Update document settings

Use the header endpoint when your app changes document-level settings:

js
await fetch(
  `https://meridiem.markwhen.com/api/v1/docs/${username}/doc/${docName}/header`,
  {
    method: "PATCH",
    headers: {
      authorization: `Bearer ${accessToken}`,
      "content-type": "application/json",
    },
    body: JSON.stringify({
      merge: {
        mealplanner: {
          defaultMeal: "dinner",
        },
      },
    }),
  },
);

Use webhooks for freshness

Polling works for prototypes.

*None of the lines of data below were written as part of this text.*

PR #3163, opened 2025-08-04
[JEWEL-842] Fix Ligatures Not Mirroring IDE Settings

DanielSouzaBertoldi:
# Bug

On bridge, if the user changes the IDE current font's ligature settings, the markdown styling kinda just ignores it. This PR fixes this.

# Evidences

| Before | After |
|--------|--------|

For production apps, add a doc_changed_webhook URL in your app settings and listen for doc.changed events.

See Webhooks.

Agent checklist

If you are asking an agent to build a Meridiem app, give it this checklist:

  • Register a Meridiem app and record the app ID.
  • Use PKCE unless the token exchange happens on a trusted server.
  • Request only the scopes the app needs.
  • Store access_token and refresh_token; refresh on 401 or 405.
  • Use /api/v1/docs to discover available documents.
  • Use header fields for app-level configuration.
  • Use event properties for structured per-entry data.
  • Use markwhen for dated logs and markdown for long-form pages.
  • Use webhooks when the app should react to document changes.

A tiny app prompt

You can hand this to a coding agent:

txt
Build a small Meridiem OAuth app.

It should:
- connect to Meridiem with OAuth PKCE
- request openid and docs.read:*
- list documents from /api/v1/docs
- show documents where header.myapp.enabled is true
- fetch entries for the selected document
- render the entries in reverse chronological order
- refresh the Meridiem token if an API call returns 401 or 405

Use header.myapp for document-level settings and event properties for per-entry metadata.